16: EnforceUniqueValues="FALSE"
17: Group="Custom"
18: StaticName="Language"
19: Name="Language"
20: Hidden="FALSE"
21: Mult="TRUE">
22: <Default></Default>
23: <Customization>
24: <ArrayOfProperty>
25: <Property>
26: <Name>IsPathRendered</Name>
27: <Value xmlns:q7="http://www.w3.org/2001/XMLSchema" p4:type="q7:boolean" xmlns:p4="http://www.w3.org/2001/XMLSchema-instance">
28: false
29: </Value>
30: </Property>
31: <Property>
32: <Name>TextField</Name>
33: <Value xmlns:q6="http://www.w3.org/2001/XMLSchema" p4:type="q6:string" xmlns:p4="http://www.w3.org/2001/XMLSchema-instance">
34: {7211375B-BC77-49F2-9B3F-1835DD479502}
35: </Value>
36: </Property>
37: </ArrayOfProperty>
38: </Customization>
39: </Field>
I added here also supplementary field of Note type as each taxonomy field should be defined with such fields.

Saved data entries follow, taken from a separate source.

PR #3636, opened 2020-08-30
fix(statsd sink): Sink should emit event on invalid metric

### LINKED ISSUE #3635: StatsD sink should create an internal event when sent a metric it can't handle.
I made a recent change to the StatsD sink that issues a warning when it receives a metric type it can't handle (https://github.com/timberio/vector/blob/master/src/sinks/statsd.rs#L189). 

As per the conversation with Bruce [here](https://github.com/timberio/vector/pull/3501#discussion_r477610861), really it should be an internal event so that metrics can count how often this happens.

FungusHumungus:
On receiving an invalid event, the StatsD sink should emit an internal event rather than a warning.

This fixed #3635 

### DIFF
--- a/src/internal_events/statsd.rs
+++ b/src/internal_events/statsd.rs
@@ -26,12 +26,14 @@ impl InternalEvent for StatsdEventReceived {
     }
 }
 
+#[cfg(feature = "sources-statsd")]
 #[derive(Debug)]
 pub struct StatsdInvalidRecord<'a> {
     pub error: crate::sources::statsd::parser::ParseError,
     pub text: &'a str,
 }
 
+#[cfg(feature = "sources-statsd")]
 impl InternalEvent for StatsdInvalidRecord<'_> {
     fn emit_logs(&self) {
         error!(message = "Invalid packet from statsd, discarding.", error = %self.error, text = %self.text);
--- a/src/internal_events/statsd.rs
+++ b/src/internal_events/statsd.rs
@@ -117,7 +117,7 @@ impl<'a> InternalEvent for StatsdInvalidMetric<'a> {
         counter!(
             "processing_errors", 1,
             "component_kind" => "sink",
-            "component_type" => "statsd_metrics",
+            "component_type" => "statsd",
             "error_type" => "invalid_metric",
         );
     }
--- a/src/internal_events/statsd.rs
+++ b/src/internal_events/statsd.rs
@@ -96,12 +96,12 @@ impl<T: std::fmt::Debug + std::fmt::Display> InternalEvent for StatsdSocketError
 }
 
 #[derive(Debug)]
-pub struct StatsdInvalidMetric {
-    pub value: MetricValue,
-    pub kind: MetricKind,
+pub struct StatsdInvalidMetric<'a> {
+    pub value: &'a MetricValue,
+    pub kind: &'a MetricKind,
 }
 
-impl InternalEvent for StatsdInvalidMetric {
+impl<'a> InternalEvent for StatsdInvalidMetric<'a> {
     fn emit_logs(&self) {
         warn!(
             message = "Invalid metric sent; dropping event.",
--- a/src/internal_events/statsd.rs
+++ b/src/internal_events/statsd.rs
@@ -1,4 +1,5 @@
 use super::InternalEvent;
+use crate::event::metric::{MetricKind, MetricValue};
 use metrics::counter;
 
 #[derive(Debug)]
@@ -90,6 +91,32 @@ impl<T: std::fmt::Debug + std::fmt::Display> InternalEvent for StatsdSocketError
             "socket_errors", 1,
             "component_kind" => "source",
             "component_type" => "statsd",
+        );
+    }
+}
+
+#[derive(Debug)]
+pub struct StatsdInvalidMetric {
+    pub value: MetricValue,
+    pub kind: MetricKind,
+}
+
+impl InternalEvent for StatsdInvalidMetric {
+    fn emit_logs(&self) {
+        warn!(
+            message = "Invalid metric sent; dropping event.",
+            value = ?self.value,
+            kind = ?self.kind,
+            rate_limit_secs = 30,
+        )
+    }
+
+    fn emit_metrics(&self) {
+        counter!(
+            "processing_errors", 1,
+            "component_kind" => "sink",
+            "component_type" => "statsd_metrics",
+            "error_type" => "invalid_metric",
         );
     }
 }
--- a/src/sinks/statsd.rs
+++ b/src/sinks/statsd.rs
@@ -3,7 +3,7 @@ use crate::{
     config::{DataType, SinkConfig, SinkContext, SinkDescription},
     event::metric::{Metric, MetricKind, MetricValue, StatisticKind},
     event::Event,
-    internal_events::StatsdInvalidMetric,
+    internal_events::StatsdInvalidMetricReceived,
     sinks::util::{encode_namespace, BatchConfig, BatchSettings, BatchSink, Buffer, Compression},
 };
 use futures::{future, FutureExt};
@@ -182,7 +182,7 @@ fn encode_event(event: Event, namespace: Option<&str>) -> Option<Vec<u8>> {
             }
         }
         _ => {
-            emit!(StatsdInvalidMetric {
+            emit!(StatsdInvalidMetricReceived {
                 value: &metric.value,
                 kind: &metric.kind,
             });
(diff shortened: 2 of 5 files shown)


src/internal_events/statsd.rs
```diff
@@ -93,3 +94,29 @@ impl<T: std::fmt::Debug + std::fmt::Display> InternalEvent for StatsdSocketError
         );
     }
 }
+
+#[derive(Debug)]
+pub struct StatsdInvalidMetric {
+    pub value: MetricValue,
+    pub kind: MetricKind,
```
lukesteensen, line 101: Could these just be references? It'd be nice to avoid the `clone` if it's not too much trouble, but I'm not hugely worried about it since it's an error path.

FungusHumungus: Yes, of course that makes sense. It might be an error path, but there is still the potential for it to be called many times per second.

I wonder though if it would be better for MetricKind to be Copy since it is such a simple struct? (https://github.com/timberio/vector/blob/master/src/event/metric.rs#L21)

FungusHumungus: I have made them both references. It just feels more aesthetic with both fields being references rather than one Copy and the other a reference!

src/internal_events/statsd.rs
```diff
@@ -93,3 +96,29 @@ impl<T: std::fmt::Debug + std::fmt::Display> InternalEvent for StatsdSocketError
         );
     }
 }
+
+#[derive(Debug)]
+pub struct StatsdInvalidMetric<'a> {
```
JeanMertz, line 101: I note that [our RFC](https://github.com/timberio/vector/blob/eaf56397175a54e6a18cbc62966d43ecb926b917/rfcs/2020-03-17-2064-event-driven-observability.md) describes:

> Both event struct names and metric keys follow the `{noun}_{verb}` naming scheme. This keeps things simple, and we can rely on tags/labels for more context.

(for structs, this would follow Rust's conventions as `{Noun}{Verb}`)

I see that we aren't applying that rule universally, as we also have an `StatsdInvalidRecord` event.

I guess we could name this `StatsdInvalidMetricSent`? Although from what I understand, this event actually describes the sink _receiving_ an invalid event, and then not _sending_ it to Statsd, so that name also doesn't describe what happened.

You could name it `StatsdInvalidMetricReceived`, but then you'd potentially be getting in the way of the statsd source.

This makes me wonder if we should either:

1. distinguish between sources and sinks of the same type by using `Statsd{Sink,Source}{...}` event names.
2. use the same event, but have `component_kind` be dynamically set to either `sink` or `source`

I'd vote for the first solution (unless there is another, better one), as the second one can get quite messy if you need to add different labels for the source and sink of the same type.

cc @lukesteensen

src/internal_events/statsd.rs
```diff
@@ -93,3 +96,29 @@ impl<T: std::fmt::Debug + std::fmt::Display> InternalEvent for StatsdSocketError
...
+    pub value: &'a MetricValue,
+    pub kind: &'a MetricKind,
+}
+
+impl<'a> InternalEvent for StatsdInvalidMetric<'a> {
+    fn emit_logs(&self) {
+        warn!(
+            message = "Invalid metric sent; dropping event.",
```
JeanMertz, line 109: This message is somewhat ambigious:

1. "dropping event" is used in other events to indicate no further components in the pipeline will receive this event. In this case, since this is a sink, there is no way for other components to receive it anyway.

2. having said that, it is valid to say that the event got dropped _before_ sending it to the external Statsd service, but in that case, the "invalid metric sent" part is confusing, as I already noted in an earlier comment.

(the original `warn` log solved this by mentioning "invalid metric sent to statsd sink", which makes it explicit that we're talking about the event sent to the sink, not the eventual metric sent to the external statsd service)

cc @lukesteensen

JeanMertz (changes requested):
Thanks for this @FungusHumungus!

I left a couple of remarks regarding ambiguity that we probably want to address first.

I tagged @lukesteensen for his opinion, as he currently has the most experience with our internal events system.

src/internal_events/statsd.rs
FungusHumungus: I think the first solution makes more sense to me, sources and sinks are completely different concepts, and there is often very little shared between them, as they both handle different sides of the same protocol.

I was also thinking it may be worth separating the events into separate modules, so a `internal_events/statsd_source.rs` and a `internal_events/statsd_sink.rs` or similar. It is certainly possible to compile Vector with just the statsd sink and not the source.  The extra feature flags I have had to put into the module suggests that lumping it all in one module is a bit of an anti pattern.

JeanMertz: Yeah, I agree with your insight regarding the feature flags. Having a separate module for each component does feel like the right solution 👍

It is still somewhat orthogonal to the name of the events though, depending on how we want to use these internal events:

```rust
use internal_event::statsd_source::StatsdSourceInvalidMetricReceived;
use internal_event::statsd_sink::StatsdSinkInvalidMetricReceived;

emit!(StatsdSourceInvalidMetricReceived)
emit!(StatsdSinkInvalidMetricReceived)
```

vs.

```rust
use internal_event::{statsd_source, statsd_sink};

emit!(statsd_source::InvalidMetricReceived)
emit!(statsd_sink::InvalidMetricReceived)
```

I'd vote for the latter, although I can also see how that could potentially interfere with any actual non-internal-event `statd_source` module. A solution to that would be to always re-export internal events from the actual component modules. But I think as long as we can get away with it, without creating name conflicts, I'd vote to keep it simple and use the second example from above.

src/internal_events/statsd.rs
```diff
@@ -93,3 +96,29 @@ impl<T: std::fmt::Debug + std::fmt::Display> InternalEvent for StatsdSocketError
...
+            kind = ?self.kind,
+            rate_limit_secs = 30,
+        )
+    }
+
+    fn emit_metrics(&self) {
+        counter!(
+            "processing_errors", 1,
+            "component_kind" => "sink",
+            "component_type" => "statsd_metrics",
```
juchiast, line 120: I think this should be just "statsd" instead of "statsd_metrics". 

https://github.com/timberio/vector/blob/c9317c5893ac87f3ba1845ad23908b7ef102e5df/src/sinks/statsd.rs#L78-L80

juchiast (changes requested):

src/internal_events/statsd.rs
FungusHumungus: At the risk of complicating things further by throwing too many options in the mix, what about something like:

```rust
emit!(InvalidMetricReceived(Source("statsd")))
emit!(InvalidMetricReceived(Sink("statsd")))
```

That way there is only one InvalidMetricRecieved event, and it is tagged with further information to indicate the source of the event. That way there is no code duplication, so we can ensure things stay consistent.

Admittedly, it would be more work to change all the events in line with that approach.

src/sinks/statsd.rs
```diff
@@ -186,10 +187,10 @@ fn encode_event(event: Event, namespace: &str) -> Option<Vec<u8>> {
...
         }
         _ => {
-            warn!(
-                "invalid metric sent to statsd sink ({:?}) ({:?})",
-                metric.kind, metric.value
-            );
+            emit!(StatsdInvalidMetric {
+                value: &metric.value,
+                kind: &metric.kind,
+            });
```
juchiast, line 193: We should also return `None` here. I wonder if a `None` would stop the sink?

juchiast (changes requested):

src/sinks/statsd.rs
FungusHumungus: I tested this out and threw a load of events at it, and the Sink was not stopped when this returned None, any ensuing events were sent out just fine. I'm guessing the `flat_map` prevents any `None`, if it was multiple events we were encoding here, a None might prevent the rest in the batch from being sent - but in this case it is just one event at a time.

juchiast (approved):

src/internal_events/statsd.rs
lukesteensen: I'm not terribly worried about the name of the event itself since that's not user-facing, but I agree it'd be nice to be unambiguous. Since only sources receive things, `StatsdInvalidMetricReceived` seems fine to me.

src/internal_events/statsd.rs
lukesteensen: Yes, the original wording here was poor. I think a simple change from `sent` to `received` should clear it up.

src/internal_events/statsd.rs
JeanMertz: Wait, now I'm confused;

> Since only sources receive things, `StatsdInvalidMetricReceived` seems fine to me.

This would imply to me that you'd be fine with that name, _if_ we used it for the statsd source, right? Because right now, we're using this event in the sink, which still seems confusing to me.

JeanMertz (approved):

Suppose that we added this field to OTB Document content type. Our field is required so we need to specify value for each uploaded document now. Now we need to modify our cross site CAML query showed above in order to retrieve also values of Language field of each document. The first solution which you can think about may be to add additional column in ViewFields property:
1: q.ViewFields = Camlex.Query().ViewFields(x => new object[] { x["FileRef"], x["Language"] });
or its equivalent:
1: q.ViewFields = "<FieldRef Name=\"FileRef\" /><FieldRef Name=\"Language\" />";
All other code is the same. I was surprised when this code didn’t return to me any items. After some investigation I found that ViewFields may affect number of returned items from SPSiteDataQuery (see SPSiteDataQuery.ViewFields):
By default, if a list included in the query does not contain one of the fields specified in the ViewFields tag, no items from that list appear in the results. To return an empty value for a field on items in lists that do not contain that field, set the Nullable attribute to TRUE on that FieldRef tag.

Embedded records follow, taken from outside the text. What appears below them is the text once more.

PR #3644, opened 2020-08-31
chore(external docs): Typo fixes

leebenson:
Misc. typo fixes, in internal/external comments and the odd variable name.

### DIFF
--- a/PRIVACY.md
+++ b/PRIVACY.md
@@ -15,7 +15,7 @@ privacy now and in the future.
 1. [Vector Community](#vector-community)
    1. [Vector Repository](#vector-repository)
    1. [Vector Chat](#vector-chat)
-   1. [Vecotr Mailinglist](#vecotr-mailinglist)
+   1. [Vector Mailing_List](#vector-mailing-list)
 
 <!-- /MarkdownTOC -->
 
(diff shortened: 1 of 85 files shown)


PRIVACY.md
```diff
@@ -15,15 +15,15 @@ privacy now and in the future.
 1. [Vector Community](#vector-community)
    1. [Vector Repository](#vector-repository)
    1. [Vector Chat](#vector-chat)
-   1. [Vecotr Mailinglist](#vecotr-mailinglist)
+   1. [Vector Mailing_List](#vector-mailing-list)
```
bruceg, line 18: Underscore?

distribution/helm/vector/values.yaml
```diff
@@ -55,16 +55,16 @@ securityContext: {}
 # Extra env vars to pass to the `vector` container.
 env: []
 
-# Various tweakables for the `Pod`s managed by `DaemonSet`.
+# Various tweaks for the `Pod`s managed by `DaemonSet`.
```
bruceg, line 58: The original might have been right—these are values that are able to be tweaked. @MOZGIII?

MOZGIII: I saw this, it looks like the semantics for the two would be identical in this case. I intended to use "tweakables" there, i.e. it's not an error per se - but it may be odd or unconventional wording, while simple and relatively more common "tweaks" seem to deliver the same idea.
So, it is a slight change in meaning, but I don't mind if this form is more appealing to native speakers.

PRIVACY.md
leebenson: good catch, thanks @bruceg

distribution/helm/vector/values.yaml
leebenson: 👍 Swapped it back to 'tweakables'. Jumped out at me initially, but makes sense now.

PR #3661, opened 2020-09-01
fix(tests): Fix Splunk integration test

leebenson:
Attempts to fix the Splunk integration test, by removing the dupe `custom_index` index which is later re-added.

So I tried to add Nullable=“TRUE” attribute to the FieldRef for Language field:
1: q.ViewFields = "<FieldRef Name=\"FileRef\" /><FieldRef Name=\"Language\" Nullable=\"TRUE\" />";
After that code returned the same amount of documents as before. It means that SPSiteDataQuery always treats fields of type TaxonomyFieldTypeMulti as empty fields (remember that Language field is mandatory and all documents have some values in it). It looks like a bug for me.

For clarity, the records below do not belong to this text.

PR #3670, opened 2020-09-01
chore(sinks): add generic to InFlightLimit

### LINKED ISSUE #3487: Deserializer for InFlightLimit without auto and none
`InFlightLimit` option allows `auto` and number in vector config, but some sinks support only a fixed number of requests. As a result if the config will have `auto` variant vector will panic on sink building. For such cases, we can define additional deserializer which will invalidate config on parsing.

`InFlightLimit`: https://github.com/timberio/vector/blob/133d4b59cdbe2eb42a65a4b661918c103b820a80/src/sinks/util/service2.rs#L64-L69

Ref. https://github.com/timberio/vector/pull/3422#discussion_r469583796

fanatid:
Closes #3487.

@bruceg thanks a lot for generic suggestions in the issue!

### DIFF
--- a/src/sinks/util/service.rs
+++ b/src/sinks/util/service.rs
@@ -126,11 +126,11 @@ impl<'de> Deserialize<'de> for InFlightLimit {
 }
 
 pub trait InFlightLimitOption {
-    fn unwrap_with(&self, default: &Self) -> Option<usize>;
+    fn parse_in_flight_limit(&self, default: &Self) -> Option<usize>;
 }
 
 impl InFlightLimitOption for Option<usize> {
-    fn unwrap_with(&self, default: &Self) -> Option<usize> {
+    fn parse_in_flight_limit(&self, default: &Self) -> Option<usize> {
         let limit = match self {
             None => *default,
             Some(x) => Some(*x),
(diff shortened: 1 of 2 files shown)


src/sinks/util/service.rs
```diff
@@ -125,11 +125,35 @@ impl<'de> Deserialize<'de> for InFlightLimit {
     }
 }
 
+pub trait InFlightLimitOption {
+    fn unwrap_with(&self, default: &Self) -> Option<usize>;
+}
```
bruceg, line 130:
```suggestion
pub trait ParseInFlightLimit {
    fn parse_in_flight_limit(&self, default: &Self) -> Option<usize>;
}
```

fanatid: Just now I realized that instead of custom trait I can use [std::convert::Into](https://doc.rust-lang.org/std/convert/trait.Into.html).

fanatid:
> from an `Option<usize>` to an `enum Something { Auto, Fixed(usize) }`

I'm not sure :thinking: in `aws_cloudwatch_logs` `in_flight_limit` value can be number (`InFlightLimit::Fixed`) or nothing (`InFlightLimit::None`), not `auto`.

PR #3671, opened 2020-09-01
perf: Use RTT variance instead of a fixed threshold

bruceg:
Instead of using a fixed threshold, this calculates the standard deviation of the EWMA of the past RTT measurements, and uses a multiple of that as the threshold range.

### DIFF
--- a/src/sinks/util/auto_concurrency/controller.rs
+++ b/src/sinks/util/auto_concurrency/controller.rs
@@ -20,11 +20,6 @@ use tower::timeout::error::Elapsed;
 // weighting.
 const EWMA_ALPHA: f64 = 0.5;
 
-// This was picked as a reasonable default threshold ratio to avoid
-// dropping concurrency too aggressively when there is fluctuation in
-// the RTT measurements.
-const THRESHOLD_RATIO: f64 = 0.05;
-
 /// Shared class for `tokio::sync::Semaphore` that manages adjusting the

As workaround I used regular SPQuery class and make a loop through all sites in site collections manually using recursive function call. Surprisingly that SPQuery works with TaxonomyFieldTypeMulti properly, e.g. if some document has 3 values in Language fields SPQuery will return the following values in this field:
1: English|84325810-eb21-4a5b-b9ee-533726450674;Finnish|239d8804-b7d7-4193-8bc1-5fdf9f98
2: 8f7c;Russian|547e35b7-4d8d-4bb0-904d-93e4be9386f7
I found information in internet about problems with SPSiteDataQuery and LookupMulti fields, but not with Taxonomy fields, so probably this information will be helpful.
Update 2011-04-20: colleague snaggywolf shared solution: TaxonomyFieldTypeMulti and SPSiteDataQuery work well if in ViewFields you will use hidden text field instead of taxonomy field. Although I didn’t test it by myself, it can be useful to mention.